Skipping the hosts file and Apache sections, I roughly followed the Arch Linux Wiki WordPress page by firstly installing WordPress:
pacman -S wordpress
With Nginx already configured to work with PHP, I added the following server section to the Nginx config after which I let Certbot add the SSL certificate lines:
server { listen 443 ssl; listen [::]:443 ssl; server_name maf.moe; root /usr/share/webapps/wordpress; location / { try_files $uri $uri/ /index.php$is_args$args; index index.php; } location ~ ^/wp-json/ { rewrite ^/wp-json/(.*?)$ /?rest_route=/$1 last; } include php.conf; }
As I was getting an error message of “The editor has encountered an unexpected error.” preventing me from creating new posts, I added the try_files and rewrite lines as mentioned on this GitHub issue.
Next I created a MariaDB database and user for WordPress:
create database wordpress; grant all privileges on wordpress.* to "wp-user"@"localhost" identified by "<SECRET SECRET PASSWORD>"; flush privileges;
To let WordPress create its config file, I ran:
chown http:http -R /usr/share/webapps/wordpress/
As of version 7.4 php-fpm
is hardened, making /usr read-only. For this I created an override.conf file for php-fpm
:
systemctl edit php-fpm.service
And added the following lines to it:
[Service] ReadWritePaths = /usr/share/webapps/wordpress
After restarting php-fpm.service, I just let WordPress do the rest from the setup page which in my case was shown at https://maf.moe.

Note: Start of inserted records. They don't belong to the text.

PR #628, opened 2024-02-16
new function that checks/creates a python environment.

### LINKED ISSUE #617: Function which check if python environment exists
### Feature Description
write a matlab function that 
(a) checks whether a python environment exists, and 
(b) if not, creates one from the specification of a path to a python installation.

MadniAbdulWahab:
Fixes #617  .

- A new function that
(a) checks whether a python environment exists, and
(b) if not, creates one from the specification of a path to a python installation.


dominikbach:
Two suggestions:
- name the function `pspm_check_python`
- throw a warning if no python environment could be created, and return a status argument `sts` with values `0` or `1`.

PR #632, opened 2024-02-16
Fix a bug in pspm_down

dominikbach:
Fix a bug detected in a use case.


teddychao (approved):

teddychao:
This is a minor update. I merge it directly because there is no change from me. Thanks.

PR #633, opened 2024-02-19
fix DCM bug for missing epcohs

dominikbach:
Fixes a bug in `pspm_dcm` detected in a use case.

After finding missing epochs and splitting data & design in valid and invalid subsessions, only data & design from valid subsessions is selected in lines 536 ff. 

The same selection was made again in line 599 and 649 ff which would not work if there were any invalid subsessions.


teddychao:
Just to confirm `proc_subsessions` is also used in line 595--597. `model.scr` has been `sbs_data(proc_subsessions)` (line 541), and line 597 says it is selected again as `model.scr(proc_subsessions)'`. If line 599 has eliminated `proc_subsessions` for `model.scr`, is line 597 also necessary?
I tested it with test functions but I feel this line is not tested with test function, so we may have to manually check here.. 
Thanks

teddychao (approved):

PR #636, opened 2024-02-22
Enable denoising for all continuous marker channels

### LINKED ISSUE #634: Implement denoising of continuous event channels
### Feature Description

There is a function `pspm_denoise_spike` that filters too short events for specific smr settings. This should be generalised to operate on any continuous event channel, and called from `pspm_get_events`

dominikbach:
Fixes #634.

- enable denosing of event channels other than smr format
- change format of argument `denoise` to specification in seconds, rather than milliseconds, as we want to use SI units wherever possible
- adapt tests


teddychao:
Sorry I spent a few minutes to understand what was going on there... The basic logic is to use `lo2hi` and `hi2lo` to identify pulses, and then use `.denoise` to validate those `pulses`. If `.denoise` is specified, only the `lo2hi` and `hi2lo` that allow longer duration (than `.denoise`) can be accepted for following processing. Hope my understanding is correct.

teddychao (approved):

PR #643, opened 2024-02-27
refactor get-timing & glm

dominikbach:
`pspm_glm` re-sorts conditions across multiple sessions. The same functionality is required for `pspm_extract_segments`. Hence, I moved this functionality to `pspm_get_timing` from where it is accessible to both functions.


teddychao:
# 10 March 2024

#643

* pspm_get_timing
	* Line 227 -- 235
		* The function now has a new variable `allnames` to record the name from all sessions. The logic is sensible to me.
		* I tested how line 228 to line 234 works. I find the variable `allnames` can be updated when there are new values from `in.names{iCond}`. The updated `allnames` becomes an array, such as `{'a1','a2'}`. I expect `in.names{iCond}` to be always a simple string so that the `strcmpi` can be executed to see if `allnames` has included `in.names{iCond}`.
	* Line 298 -- 315
		* It seems to be checking if a condition (the session name is recorded in `allnames{iCond}` and is unique in it) and then obtain the tags from `temptiming(iFile)`. I find the logic makes sense to me.
		* I think line 308 -- 310 seems to be a lower-level if clause under the condition of line 305. If my understand is correct I suggest to indent line 308--310 to a lower level.
* `pspm_glm`
	* Can I confirm the condition of line 398--415? It looks like lines 395--414 are all related to the condition of `iSn`. The current logic will make line 396 be executed at the same condition of line 409--414, but line 396 is separated written. Would it be easier to read if more line 396 to the level of line 409--414?

teddychao (approved):

dominikbach:
Thanks @teddychao for spotting these stylistic points - they are fixed now.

To prevent other users on the system from seeing the config file it creates containing the database password, I ran:
chmod 640 /usr/share/webapps/wordpress/wp-config.php
As I don’t want WordPress updating itself I then lock everything down further by keeping the ownership of the files as follows:
chown root:root -R /usr/share/webapps/wordpress/ chown root:http /usr/share/webapps/wordpress/wp-config.php chown http:http -R /usr/share/webapps/wordpress/wp-content/
This allows WordPress to only write to the config file and into the wp-content directory to add media and give plugins write access to their own directories, e.g. Enlighter wants to write to a cache directory in its plugin directory. Although WordPress is able to write into the plugins and themes directories, this doesn’t seem to be enough to install plugins and themes from the web interface though because a window pops up asking for FTP credentials. To get around this I just change the ownership of everything in the /usr/share/webapps/wordpress/ directory temporarily back to http:http because I’m too lazy to do the installations manually.